Recurrent KIT D816V Mutation in Atypical Chronic Myeloid Leukemia

INTRODUCTION: Atypical Chronic Myeloid Leukemia (aCML) is a heterogeneous disorder belonging to the group of myelodysplastic/myeloproliferative syndromes, characterized by a poor prognosis with a median survival time of 37 months. In 2013, by applying Next Generation Sequencing (NGS) technologies on 8 aCML cases, we demonstrated the presence of a recurrent somatic mutations in the SETBP1 gene (Piazza et al, Nat Gen 2013). SETBP1 mutations were identified in approximately 30% of aCML cases.

AIM: To further characterize the molecular pathogenesis of aCML and to possibly identify other recurrent lesions responsible for SETBP1 unmutated cases, we extended our initial NGS effort: we applied whole-exome and transcriptome sequencing to a total of 16 matched samples taken at onset of the disease.

MATERIAL and METHODS: Whole-exome and transcriptome sequencing data were generated using an Illumina Genome Analyzer IIx following standard library-preparation protocols. Alignment to the reference GRCh37/hg19 genome was performed using BWA. Alignment data were processed using Samtools. Single nucleotide and small indel detection was performed using in-house software. Copy number analyses from whole-exome data were generated using CEQer (Piazza et al, PLoS One 2013) and gene fusions transcriptome data were screened using FusionAnalyser (Piazza et al, Nucleic Acids Res. 2012).

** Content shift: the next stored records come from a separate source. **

PR #3636, opened 2025-04-02
Logger's print() no longer shifts the output

happz:
As discussed offline, `print()` will no longer shift the output depending on `shift` or `level` parameters. It will remain focused on the output rather than logging - and logging is the tree-like pattern when emitted by tmt, while output should not be indented this way.

If a particular callsite wishes to indent (part of) its output, e.g. to improve readability of the output, it needs to do it on its own.

Pull Request Checklist

* [x] implement the feature

### DIFF
--- a/tmt/log.py
+++ b/tmt/log.py
@@ -767,7 +767,6 @@ class Logger:
         self,
         text: str,
         color: Optional[str] = None,
-        shift: int = 0,
     ) -> str:
         """
         Format the given text in a way suitable for :py:meth:`print`
@@ -777,7 +776,7 @@ class Logger:
             text,
             # Always apply colors - message can be decolorized later.
             color=color,
-            level=shift + self._base_shift,
+            level=0,
             labels=self.labels,
             labels_padding=self.labels_padding,
         )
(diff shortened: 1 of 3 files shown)


martinhoyer (approved):
@happz how do we feel about [Rich](https://github.com/Textualize/rich)?

happz:
> @happz how do we feel about [Rich](https://github.com/Textualize/rich)?

I like it a lot, and Textual even more. I was thinking about using it instead of colorization and logging "subsystems" in tmt, but when I needed to fix logging, Rich versions available were pretty outdated, so I went in and did a custom implementation. Plus, tmt logging is weird, indentations and stuff, so the benefits wouldn't be that good. One day, it would be nice to use it instead of colorama, for example - I personally target colors (once I'm done with CLI themes), traceback printing (again, needs care, we need history, multiple causes, and logging into file(s), so who knows what Rich would save us), there are one or two progress bars, ReST rendering for command line might be slightly simpler, etc. Nothing big, switching to exception rendering to Rich would affect a couple of functions in `tmt.utils`, not the rest of code, but colors and Rich's style tags in general would be more impactful (kind of trying to get closer to it with `tmt.utils.themes`, I imagine one day we would just change `Style` internals from colorama/click to rich and that would be it).

So, yeah, I have plans and ideas, and I'm slowly moving in that direction, although still in the phase of sorting out internal loose ends.

psss:
One more test needed adjustment, fixed in adc575ce.

psss:
Printed messages can contain labels: One more adjustment: e71dea0e

PR #3661, opened 2025-04-11
lint check fail instead of warn

bajertom:
Pull Request Checklist

* [ ] implement the feature
* [ ] write the documentation
* [ ] adjust plugin docstring
* [ ] modify the json schema
* [ ] mention the version
* [ ] include a release note

### DIFF
--- a/docs/releases.rst
+++ b/docs/releases.rst
@@ -5,6 +5,13 @@
 ======================
 
 
+tmt-1.47.0
+~~~~~~~~~~~~~~~~~~~~~~~~~~~~~~~~~~~~~~~~~~~~~~~~~~~~~~~~~~~~~~~~~~
+
+The ``tmt lint`` command now fails with an exit code 1 instead of a
+warn with an exit code 0 when an invalid key is encountered in fmf
+metadata.
+
 tmt-1.46.0
 ~~~~~~~~~~~~~~~~~~~~~~~~~~~~~~~~~~~~~~~~~~~~~~~~~~~~~~~~~~~~~~~~~~
 
--- a/tmt/base.py
+++ b/tmt/base.py
@@ -1086,7 +1086,7 @@ class Core(
                         yield from detect_unallowed_properties_with_pattern(suberror)
                         yield from detect_enum_violations(suberror)
 
-            yield LinterOutcome.WARN, 'fmf node failed schema validation'
+            yield LinterOutcome.FAIL, 'fmf node failed schema validation'
 
             return
 


bajertom:
* **#3661** <a href="https://app.graphite.dev/github/pr/teemtee/tmt/3661?utm_source=stack-comment-icon" target="_blank">Graphite</a> 👈 <a href="https://app.graphite.dev/github/pr/teemtee/tmt/3661?utm_source=stack-comment-view-in-graphite" target="_blank">(View in Graphite)</a>
* `main`


<h2></h2>

This stack of pull requests is managed by <a href="https://graphite.dev?utm-source=stack-comment"><b>Graphite</b></a>. Learn more about <a href="https://stacking.dev/?utm_source=stack-comment">stacking</a>.

happz:
I'm not sure we're ready for schema validation being a hard fail lint check because it will report many false positives :/ We need at least a way users could override it for a given repo, in-repo config file, or something, otherwise, it may be complicated. Imagine a `provision` without `how` - tmt will work, it will fill in `virtual`, but schema will complain...

martinhoyer (approved):

happz:
As agreed, we will first teach tmt to recognize when to use the corresponding default for the given step.

* extend schema-based validation first, to understand the default value of `how`, and use proper schema
* plan schema is composed in https://github.com/teemtee/tmt/blob/4a3fd3b994d6aaec0e3911c32b6924cfdba4b18e/tmt/utils/__init__.py#L4455
* default for `provision` is `virtual`, https://github.com/teemtee/tmt/blob/4a3fd3b994d6aaec0e3911c32b6924cfdba4b18e/tmt/schemas/provision/virtual.yaml#L17 - maybe load `virtual` schema and patch `how` to trigger for `how: null`

bajertom:
I have used the `_process_step_collection` method to check whether the step's `how` is `None` and if so, it is loaded with the default from the above `_process_step`. This makes the linter not complain if the `how` is not set, because it always defaults to something, but will fail if anything incorrect is given.

However it can result in something like this (`execute:` with nothing in plan):
```
/bad
fail P002 execute step must be defined with "how"
```
It passes C000, because `tmt` gets filled in, but then fails on P002, because it was not defined specifically with `how: something`. Maybe this check is redundant since tmt always fills in the default value for `how`?

tests/lint/plan/test.sh
```diff
@@ -30,7 +30,7 @@ rlJournalStart
 
     rlPhaseStartTest "Bad"
         rlRun -s "$tmt plan lint bad" 1
-        rlAssertGrep "warn C000 fmf node failed schema validation" $rlRun_LOG
+        rlAssertGrep "pass C000 fmf node passes schema validation" $rlRun_LOG
```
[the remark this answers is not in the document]
bajertom: It actually does pass due to the changes in PR. Fails elsewhere, is it's OK (maybe, I've addressed this in a comment above)

tmt/utils/__init__.py
```diff
@@ -4825,6 +4825,15 @@ def _process_step_collection(step_name: str, step_collection: Any) -> None:
 
             return
 
+        # Handle None/empty step configuration (e.g., "provision:" with no value)
+        # comment
```
tcornell-bus: comment?

docs/releases.rst
```diff
@@ -13,6 +13,10 @@ limit for each test.
 The provision plugins now support setting an ``environment`` key.
 See the documentation of :ref:`/plugins/provision`.
 
+The ``tmt lint`` command now fails with an exit code 1 instead of a
+warn with an exit code 0 when an invalid key is encountered in fmf
+metadata.
```
tcornell-bus: Should something like this be mentioned as well? "tmt lint schema validation is now aware of default values"

tmt/utils/__init__.py
bajertom: Good catch, leftover from when I was forcing pre-commit^^. Removed.

docs/releases.rst
bajertom: Addressed in https://github.com/teemtee/tmt/pull/3661/commits/b62187996659e38ec0080f72d9d32a86fd67af1a

tmt/utils/__init__.py
```diff
@@ -4825,6 +4825,14 @@ def _process_step_collection(step_name: str, step_collection: Any) -> None:
 
             return
 
+        # Handle None/empty step configuration (e.g., "provision:" with no value)
+        if step_collection is None:
+            empty_step: dict[Any, Any] = {}
```
happz: A list would be better, the natural content of a step is a list of mappings, a list of phases. A step being a mapping is a special case to make users happier.

Would this work?

```python
if step_collection is None:
    step_collection = node.data[step_name] = []
```

And then leave the rest to `if isinstance(step_collection, list):` below?

bajertom: It works well, I'm adjusting the tests now to reflect the new reality.

tcornell-bus (approved):

tmt/utils/__init__.py
```diff
@@ -4826,6 +4826,12 @@ def _process_step_collection(step_name: str, step_collection: Any) -> None:
 
             return
 
+        # Handle None/empty step configuration (e.g., "provision:" with no value)
+        if step_collection is None:
+            step_collection = node.data[step_name] = []
```
happz:
```suggestion
            node.data[step_name] = []
```

happz (approved):

PR #3662, opened 2025-04-11
Update pre-commit check versions and resolve failures

martinhoyer:
More or less required for https://github.com/teemtee/tmt/pull/3403 and https://github.com/teemtee/tmt/pull/2923#

Notable is https://docs.astral.sh/ruff/rules/custom-type-var-for-self/ and unused imports reported by new versions of Pyright.

Definitely needs @happz review.

### DIFF
--- a/docs/scripts/generate-hardware-matrix.py
+++ b/docs/scripts/generate-hardware-matrix.py
@@ -48,9 +48,9 @@ def main() -> None:
         if hw_requirement == 'arch':
             continue
 
-        matrix[hw_requirement] = {method: (False, int) for method in known_methods}  # noqa: C420
         # C420: current implementation creates a new tuple for each method
         # https://github.com/teemtee/tmt/pull/3662#discussion_r2040669353
+        matrix[hw_requirement] = {method: (False, int) for method in known_methods}  # noqa: C420
 
         if not story.link:
             pass
--- a/docs/scripts/generate-hardware-matrix.py
+++ b/docs/scripts/generate-hardware-matrix.py
@@ -48,7 +48,7 @@ def main() -> None:
         if hw_requirement == 'arch':
             continue
 
-        matrix[hw_requirement] = {method: (False, int) for method in known_methods}
+        matrix[hw_requirement] = dict.fromkeys(known_methods, (False, int))
 
         if not story.link:
             pass
--- a/docs/scripts/generate-hardware-matrix.py
+++ b/docs/scripts/generate-hardware-matrix.py
@@ -48,7 +48,9 @@ def main() -> None:
         if hw_requirement == 'arch':
             continue
 
-        matrix[hw_requirement] = dict.fromkeys(known_methods, (False, int))
+        matrix[hw_requirement] = {method: (False, int) for method in known_methods}  # noqa: C420
+        # C420: current implementation creates a new tuple for each method
+        # https://github.com/teemtee/tmt/pull/3662#discussion_r2040669353
 
         if not story.link:
             pass
--- a/tests/unit/test_utils.py
+++ b/tests/unit/test_utils.py
@@ -786,17 +786,19 @@ def test_get_distgit_handler():
             tmt.utils.git.get_distgit_handler([])
     # Fedora detection
     returned_object = tmt.utils.git.get_distgit_handler(
-        """
-        remote.origin.url ssh://lzachar@pkgs.fedoraproject.org/rpms/tmt
-        remote.lzachar.url ssh://lzachar@pkgs.fedoraproject.org/forks/lzachar/rpms/tmt.git
-        """.split('\n')
+        [
+            "remote.origin.url ssh://lzachar@pkgs.fedoraproject.org/rpms/tmt",
+            "remote.lzachar.url ssh://lzachar@pkgs.fedoraproject.org/forks/lzachar/rpms/tmt.git",
+        ]
     )
     assert isinstance(returned_object, tmt.utils.git.FedoraDistGit)
     # CentOS detection
     returned_object = tmt.utils.git.get_distgit_handler(
-        """
-        remote.origin.url git+ssh://git@gitlab.com/redhat/centos-stream/rpms/ruby.git
-        """.split('\n')
+        [
+            "",
+            "        remote.origin.url git+ssh://git@gitlab.com/redhat/centos-stream/rpms/ruby.git",
+            "        ",
+        ]
     )
     assert isinstance(returned_object, tmt.utils.git.CentOSDistGit)
     # RH Gitlab detection
--- a/tests/unit/test_utils.py
+++ b/tests/unit/test_utils.py
@@ -795,9 +795,7 @@ def test_get_distgit_handler():
     # CentOS detection
     returned_object = tmt.utils.git.get_distgit_handler(
         [
-            "",
-            "        remote.origin.url git+ssh://git@gitlab.com/redhat/centos-stream/rpms/ruby.git",
-            "        ",
+            "remote.origin.url git+ssh://git@gitlab.com/redhat/centos-stream/rpms/ruby.git",
         ]
     )
     assert isinstance(returned_object, tmt.utils.git.CentOSDistGit)
--- a/tmt/base.py
+++ b/tmt/base.py
@@ -58,6 +58,7 @@ import tmt.templates
 import tmt.utils
 import tmt.utils.git
 import tmt.utils.jira
+from tmt._compat.typing import Self
 from tmt.checks import Check
 from tmt.container import (
     SerializableContainer,
@@ -788,7 +789,7 @@ class Core(
         return self.name
 
     @classmethod
-    def from_tree(cls: type[T], tree: 'tmt.Tree') -> list[T]:
+    def from_tree(cls, tree: 'tmt.Tree') -> list[Self]:
         """
         Gather list of instances of this class in a given tree.
 
@@ -799,7 +800,7 @@ class Core(
         :param tree: tree to search for objects.
         """
 
-        return cast(list[T], getattr(tree, f'{cls.__name__.lower()}s')())
+        return cast(list[Self], getattr(tree, f'{cls.__name__.lower()}s')())
 
     def _update_metadata(self) -> None:
         """
@@ -3999,7 +4000,7 @@ class Run(tmt.utils.Common):
             self._plans = self.tree.plans(run=self, names=plan_names)
 
         # Initialize steps only if not selected on the command line
-        step_options = 'all since until after before skip'.split()
+        step_options = ['all', 'since', 'until', 'after', 'before', 'skip']
         selected = any(self.opt(option) for option in step_options)
         assert self._cli_context_object is not None  # narrow type
         if not selected and not self._cli_context_object.steps:
--- a/tmt/cli/__init__.py
+++ b/tmt/cli/__init__.py
@@ -96,7 +96,7 @@ class ContextObject:
     common: tmt.utils.Common
     fmf_context: tmt.utils.FmfContext
     tree: tmt.Tree
-    steps: set[str] = simple_field(default_factory=lambda: set[str]())
+    steps: set[str] = simple_field(default_factory=set[str])
     clean: Optional[tmt.Clean] = None
     clean_logger: Optional[tmt.log.Logger] = None
     clean_partials: collections.defaultdict[str, list[tmt.base.CleanCallback]] = simple_field(
--- a/tmt/cli/__init__.py
+++ b/tmt/cli/__init__.py
@@ -96,7 +96,7 @@ class ContextObject:
     common: tmt.utils.Common
     fmf_context: tmt.utils.FmfContext
     tree: tmt.Tree
-    steps: set[str] = simple_field(default_factory=set)
+    steps: set[str] = simple_field(default_factory=set[str])
     clean: Optional[tmt.Clean] = None
     clean_logger: Optional[tmt.log.Logger] = None
     clean_partials: collections.defaultdict[str, list[tmt.base.CleanCallback]] = simple_field(
--- a/tmt/cli/__init__.py
+++ b/tmt/cli/__init__.py
@@ -96,7 +96,7 @@ class ContextObject:
     common: tmt.utils.Common
     fmf_context: tmt.utils.FmfContext
     tree: tmt.Tree
-    steps: set[str] = simple_field(default_factory=set[str])
+    steps: set[str] = simple_field(default_factory=lambda: set[str]())
     clean: Optional[tmt.Clean] = None
     clean_logger: Optional[tmt.log.Logger] = None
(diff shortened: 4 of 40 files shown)


tests/unit/test_utils.py
```diff
@@ -789,17 +789,19 @@ def test_get_distgit_handler():
...
     assert isinstance(returned_object, tmt.utils.git.FedoraDistGit)
     # CentOS detection
     returned_object = tmt.utils.git.get_distgit_handler(
-        """
-        remote.origin.url git+ssh://git@gitlab.com/redhat/centos-stream/rpms/ruby.git
-        """.split('\n')
+        [
+            "",
+            "        remote.origin.url git+ssh://git@gitlab.com/redhat/centos-stream/rpms/ruby.git",
+            "        ",
```
happz, line 803: This one's weird, especially the leading whitespace, empty first line, and whitespace-only last line. Could be just one string, the rest coming from the multiline string without decent?

tmt/cli/__init__.py
```diff
@@ -96,7 +96,7 @@ class ContextObject:
     common: tmt.utils.Common
     fmf_context: tmt.utils.FmfContext
     tree: tmt.Tree
-    steps: set[str] = simple_field(default_factory=set)
+    steps: set[str] = simple_field(default_factory=set[str])
```
happz, line 99: Interesting, first time seeing this kind of annotation. AFAIK, `default_factory` is supposed to be a parameter-less callable returning the default value, can `set[str]` be that?

tmt/hardware.py
```diff
@@ -514,15 +515,15 @@ class Constraint(BaseConstraint, Generic[ConstraintValueT]):
 
     @classmethod
     def _from_specification(
-        cls: type[T],
+        cls,
         name: str,
         raw_value: str,
         as_quantity: bool = True,
-        as_cast: Optional[Callable[[str], ConstraintValueT]] = None,
+        as_cast: Optional[Callable[[str], Any]] = None,
```
happz, line 522: This change seems like a downgrade, instead of `int, 'Size', str, bool, float`, any type is allowed, which is less strict and opens the door to unexpected types sneaking in. Is it something new linters complained about?

tmt/result.py
```diff
@@ -366,9 +365,9 @@ def from_test_invocation(
         default_ids: ResultIds = {tmt.identifier.ID_KEY: invocation.test.id}
 
         for key in EXTRA_RESULT_IDENTIFICATION_KEYS:
-            value: Any = invocation.test.node.get(key)
+            value: Any = cast(Any, invocation.test.node.get(key))
 
-            default_ids[key] = None if value is None else str(value)
+            default_ids[key] = None if value is None else str(cast(object, value))
```
happz, line 370: Hmm, `str()` not accepting `Any`? New stricter rule somewhere? That `cast()` is really weird, maybe we could use `object` instead of `Any` on the line above?

tests/unit/test_utils.py
martinhoyer: So the one above was also formatted like this and I missed this one. I suspect it was a bug (leading and trailing empty strings), but didn't look too deep into get_distgit_handler().

```
>>> """
... remote.origin.url git+ssh://git@gitlab.com/redhat/centos-stream/rpms/ruby.git
... """.split('\n')
['', 'remote.origin.url git+ssh://git@gitlab.com/redhat/centos-stream/rpms/ruby.git', '']
```

tmt/cli/__init__.py
martinhoyer: pyright hates it when it's just `set`:
```
tmt/cli/__init__.py:99:5 - error: Type of "steps" is partially unknown
    Type of "steps" is "set[Unknown]" (reportUnknownVariableType)
```
This passes: `steps: set[str] = simple_field(default_factory=lambda: set())` , but then, looking at the usage of `steps`, it should be set[str], so maybe ` steps: set[str] = simple_field(default_factory=lambda: set[str]())` ?  

I'll do whatever you tell me @happz . Not super confident in this honestly :)

tmt/log.py
```diff
@@ -321,7 +320,7 @@ def format(self, record: logging.LogRecord) -> str:
 
         # Otherwise render the message.
         elif record.msg and record.args:
-            record.message = record.msg % record.args
+            record.message = cast(str, record.msg % record.args)
```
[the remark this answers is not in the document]
martinhoyer: oh, it passed now. Probably a leftover. Removing.

tmt/result.py
martinhoyer: huh, this one also is not needed. Reverting and double checking the rest of the changes.

tmt/cli/__init__.py
happz: Just surprised, but it does seem to work :O

```
>>> set()
set()
>>> type(set())
<class 'set'>
>>> set[str]
set[str]
>>> type(set[str])
<class 'types.GenericAlias'>
>>> type(set[str]())
<class 'set'>
>>> set[str]((1, 2, 3))
{1, 2, 3}
>>> type(set[str]((1, 2, 3)))
<class 'set'>
>>>
```

Soo, yep, sounds good.

tests/unit/test_utils.py
martinhoyer: be6b147c91eb200319cea7eed5492a90324ec963

tmt/hardware.py
martinhoyer: indeed. I should have just add noqa here instead of using Any.  
Because I'm stupid, I've tried to solve properly here, even though I'm just bumping pre-commit versions, but have issues with pint.Quantity, 'Size' TypAlias and all. Perhaps it'll be obvious to you @happz: 9db1e1a31f276c36791cc8f2859bec2ef1a5eb06

tmt/log.py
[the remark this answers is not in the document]
martinhoyer: gone in 8b6e03c7a3ac88b938026c8c009b9c408b7f82f6

tmt/hardware.py
happz: Seems harmless - the goal is to have different value types for different subclasses of `Constraint`, and this version seems to the job as well.

tmt/cli/__init__.py
```diff
@@ -96,7 +96,7 @@ class ContextObject:
     common: tmt.utils.Common
     fmf_context: tmt.utils.FmfContext
     tree: tmt.Tree
-    steps: set[str] = simple_field(default_factory=set)
+    steps: set[str] = simple_field(default_factory=lambda: set[str]())
```
happz, line 99: Nono, `default_factory` is a callable returning the default value, i.e. `set` - or `set[str]` after this patch - but not `set()` which is the actual value, and that would be fitting to `default` but not `default_factory`.

docs/scripts/generate-hardware-matrix.py
```diff
@@ -48,7 +48,7 @@ def main() -> None:
         if hw_requirement == 'arch':
             continue
 
-        matrix[hw_requirement] = {method: (False, int) for method in known_methods}
+        matrix[hw_requirement] = dict.fromkeys(known_methods, (False, int))
```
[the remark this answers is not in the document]
happz: Which is what we had there in the first place...

tmt/cli/__init__.py
martinhoyer: Thanks! using `set[str]` in a375f5b0edb88e08b1bba69daf078bb1d378dbbc

docs/scripts/generate-hardware-matrix.py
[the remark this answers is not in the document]
martinhoyer: Yay, graphite is useful. Reverted and added comment in a375f5b0edb88e08b1bba69daf078bb1d378dbbc

martinhoyer:
@coderabbitai review

falconizmi (approved):

tmt/hardware.py
martinhoyer: Any ideas for the
```
        constraint.operator,  # TODO Argument 2 to "operator_to_beaker_op" has incompatible type "Union[int, Quantity, str, bool, float]"; expected "str"  [arg-type]
```
?

happz: I'd say `str(constraint.value)` is the right move here.

docs/scripts/generate-hardware-matrix.py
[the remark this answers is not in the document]
thrix: Seems resolved

tmt/cli/__init__.py
thrix: Seems resolved.

tmt/hardware.py
thrix: @martinhoyer is this one addressed?

martinhoyer: @thrix it is now. Rebased as well.

happz:
> @happz one more pyright error appeared after rebase - [390ba10](https://github.com/teemtee/tmt/commit/390ba107f7d6e0a85e04ea1c13c755bef3a5e15c) - I'm not super confident about these bits, if you'd have a sec to verify it's not supid, it would be appreciated 🙏

* I'm not sure what the problem is there, but isn't `default_factory=list[str]` pretty much the same as that `lambda` dance, and is pyright complaining about it while allowing `default_factory=set[str]` elsewhere in the patch?
* the `help_example_values` seems to be correct - new, unexpected, because we're not used to this form, but it does make sense.

martinhoyer:
> > @happz one more pyright error appeared after rebase - [390ba10](https://github.com/teemtee/tmt/commit/390ba107f7d6e0a85e04ea1c13c755bef3a5e15c) - I'm not super confident about these bits, if you'd have a sec to verify it's not supid, it would be appreciated 🙏
> 
>     * I'm not sure what the problem is there, but isn't `default_factory=list[str]` pretty much the same as that `lambda` dance, and is pyright complaining about it while allowing `default_factory=set[str]` elsewhere in the patch?
> 
>     * the `help_example_values` seems to be correct - new, unexpected, because we're not used to this form, but it does make sense.

fwiw, the error was this:
```
tmt/container/__init__.py:102:5 - error: Type of "help_example_values" is partially unknown
    Type of "help_example_values" is "list[Unknown]" (reportUnknownVariableType)
```

From what I _(not really)_ understand, it's `list[str]` vs `list[Unknown]`/empty list literal `[]`

happz:
> > > @happz one more pyright error appeared after rebase - [390ba10](https://github.com/teemtee/tmt/commit/390ba107f7d6e0a85e04ea1c13c755bef3a5e15c) - I'm not super confident about these bits, if you'd have a sec to verify it's not supid, it would be appreciated 🙏
> > 
> > 
> > ```
> > * I'm not sure what the problem is there, but isn't `default_factory=list[str]` pretty much the same as that `lambda` dance, and is pyright complaining about it while allowing `default_factory=set[str]` elsewhere in the patch?
> > 
> > * the `help_example_values` seems to be correct - new, unexpected, because we're not used to this form, but it does make sense.
> > ```
> 
> fwiw, the error was this:
> 
> ```
> tmt/container/__init__.py:102:5 - error: Type of "help_example_values" is partially unknown
>     Type of "help_example_values" is "list[Unknown]" (reportUnknownVariableType)
> ```
> 
> From what I _(not really)_ understand, it's `list[str]` vs `list[Unknown]`/empty list literal `[]`

I think it's consistent with the changes, `foo = list()` should be `list[Unknown]` as well, because it does not say anything about the items. `help_example_values = []` is the same case, if I understand the move to `list[x]` and `set[x]` correctly. And it does make sense, there were some `cast()` calls that tried to amend exactly this issue.

tmt/container/__init__.py
```diff
@@ -98,7 +99,7 @@ class FieldMetadata(Generic[T]):
 
     #: Specific values that should be shown in the documentation as
     #: interesting examples of the field usage.
-    help_example_values: list[str] = simple_field(default_factory=list)
+    help_example_values: list[str] = simple_field(default_factory=lambda: list[str]())
```
happz, line 102: This I don't understand: `default_factory=list[str]` did not work? There's `default_factory=dict[str, Any]` below, and `default_factory=set[str]` somewhere else in the PR.

happz: It is really suspicious, so I try to dive into your branch, and pyright doesn't mind:

```
happz@multivac [precommitbump] ~/git/tmt $ git df
diff --git a/tmt/container/__init__.py b/tmt/container/__init__.py
index 90cc59a0..37e51bb4 100644
--- a/tmt/container/__init__.py
+++ b/tmt/container/__init__.py
@@ -99,7 +99,7 @@ class FieldMetadata(Generic[T]):
 
     #: Specific values that should be shown in the documentation as
     #: interesting examples of the field usage.
-    help_example_values: list[str] = simple_field(default_factory=lambda: list[str]())
+    help_example_values: list[str] = simple_field(default_factory=list[str])
 
     #: If field accepts a value, this string would represent it in documentation.
     #: This stores the metavar provided when field was created - it may be unset.

happz@multivac [precommitbump] ~/git/tmt $ pre-commit run --all-files pyright
pyright..................................................................Passed
happz@multivac [precommitbump] ~/git/tmt $ 
```

And I can even commit it.

docs/scripts/generate-hardware-matrix.py
```diff
@@ -48,7 +48,9 @@ def main() -> None:
         if hw_requirement == 'arch':
             continue
 
-        matrix[hw_requirement] = {method: (False, int) for method in known_methods}
+        matrix[hw_requirement] = {method: (False, int) for method in known_methods}  # noqa: C420
+        # C420: current implementation creates a new tuple for each method
+        # https://github.com/teemtee/tmt/pull/3662#discussion_r2040669353
```
thrix, line 53: I find it weird to have comments after the commented code, rather before

```suggestion
        # C420: current implementation creates a new tuple for each method
        # https://github.com/teemtee/tmt/pull/3662#discussion_r2040669353
        matrix[hw_requirement] = {method: (False, int) for method in known_methods}  # noqa: C420
```

tmt/base.py
```diff
@@ -58,6 +58,7 @@
 import tmt.utils
 import tmt.utils.git
 import tmt.utils.jira
+from tmt._compat.typing import Self
```
thrix, line 61: @martinhoyer did the update of pre-commit checks cause really the need of this change? 
If not, I would suggest not to add random changes to ease review.

martinhoyer: @thrix yes, it's not random. Ruff iirc

happz (approved):

tmt/base.py
happz: @thrix happy with the answer?

happz:
> Remaining test is stuck and is known issue (F42 provision)

FTR, I don't believe it's 1) a known issue, or 2) related to F42. AFAICT, it's TF not delivering the requested machine, with requests being stuck in Beaker. There are no errors, no failed installations, just a queue.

RESULTS: The application of NGS techniques to the cohort of aCML cases led to the identification of a somatic, non-synonymous single-nucleotide mutation (chr4:g.55599321A>T) in the KIT gene in 1/16 (6%) cases. At protein level this mutation translated into the D816V variant that has been already described in several clonal disorders, such as systemic mastocytosis, gastrointestinal stromal tumors and acute myeloid leukemia.

To assess whether the mutation identified by NGS was recurrent, we extended our analysis by targeted resequencing on a larger cohort of 68 aCML cases. This analysis revealed the presence of KIT mutations in 3 additional patients, thus confirming the recurrence of KIT variants in aCML. All the KIT mutations identified correspond to the D816V that is responsible for the constitutive activation of the tyrosine kinase. This finding suggests that the activation of the KIT tyrosine kinase signaling may play an important role in this subset of aCML patients. It is known from the literature that KIT D816V is highly sensitive to the tyrosine kinase inhibitor dasatinib (Schittenhelm MM, Cancer Res 2006). To test whether dasatinib is able to affect the growth of the leukemic clone in KIT mutated aCML cases, we performed ex vivo tritiated thymidine proliferation assays on bone marrow (BM) cells from one of the KIT D816V positive aCML patients in presence of either dasatinib, imatinib or vehicle alone: the proliferation assay showed that dasatinib was able to inhibit the proliferation of the leukemic clone with an IC50 of 1nM, while, as expected, neither imatinib nor vehicle alone were able to significantly impair cell growth. In line with these data, western blot with an anti- Phospho-KIT antibody on KIT+ lysates after treatment with increasing concentration of dasatinib showed that the drug was highly effective in inhibiting KIT autophosphorylation. To further confirm the inhibitory activity of dasatinib, we performed a colony assay on peripheral blood cells from a KIT D816V positive aCML patient grown in presence of increasing concentrations of the drug: treatment with 100nM dasatinib was able to completely inhibit cell growth, leading to a virtually complete absence of colonies in the D816V-positive plates.

CONCLUSION: These data indicate that KIT D816V is a pro-oncogenic lesion recurrently present in aCML, albeit with low frequency (5/84, 6%) and that aCML cells bearing this mutation are highly sensitive to dasatinib, at least ex vivo. Given the very poor prognosis of this disorder, these findings suggest a new, highly efficient targeted treatment for a subset of aCML patients.